PR #71, opened 2016-02-12
Port the test suite to MiniTest

jeremyevans:
This actually uses minitest/spec.  Hopefully that's fine.

This replaces rspec with minitest in the Gemfile, and removes
the redis, rack, rbtrace, guard-rspec, and rb-notify gems from
the Gemfile.  redis and rack in the gemspec and do not need to
be specified twice, guard-rspec seems to be related to rspec,
and rbtrace and rb-inotify don't seem to be needed to run the
tests.

Most of this was done mechanically using the same script I
used for converting Sequel's and all of my other libraries'
specs from rspec to minitest.

I used require_relative in the specs to get the spec_helper.
This should be fine as messagebus doesn't appear to support
ruby 1.8.

### DIFF
--- a/spec/lib/message_bus/timer_thread_spec.rb
+++ b/spec/lib/message_bus/timer_thread_spec.rb
@@ -1,4 +1,4 @@
-require 'spec_helper'
+require_relative '../../spec_helper'
 require 'message_bus/timer_thread'
 
 describe MessageBus::TimerThread do
@@ -13,7 +13,7 @@ describe MessageBus::TimerThread do
   it "allows you to queue every jobs" do
     i = 0
     m = Mutex.new
-    every = @timer.every(0.001){m.synchronize{i += 1}}
+    every = @timer.every(0.001){m.synchronize{i += 1 if i < 3}}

▶ _Aim of the task_
Nothing but the lines from the top of the records down to the line with "be specified twice, guard-rspec" belongs in the answer; repeat them exactly.

▶ _Answer for this exercise_
PR #71, opened 2016-02-12
Port the test suite to MiniTest

jeremyevans:
This actually uses minitest/spec.  Hopefully that's fine.

This replaces rspec with minitest in the Gemfile, and removes
the redis, rack, rbtrace, guard-rspec, and rb-notify gems from
the Gemfile.  redis and rack in the gemspec and do not need to
be specified twice, guard-rspec seems to be related to rspec,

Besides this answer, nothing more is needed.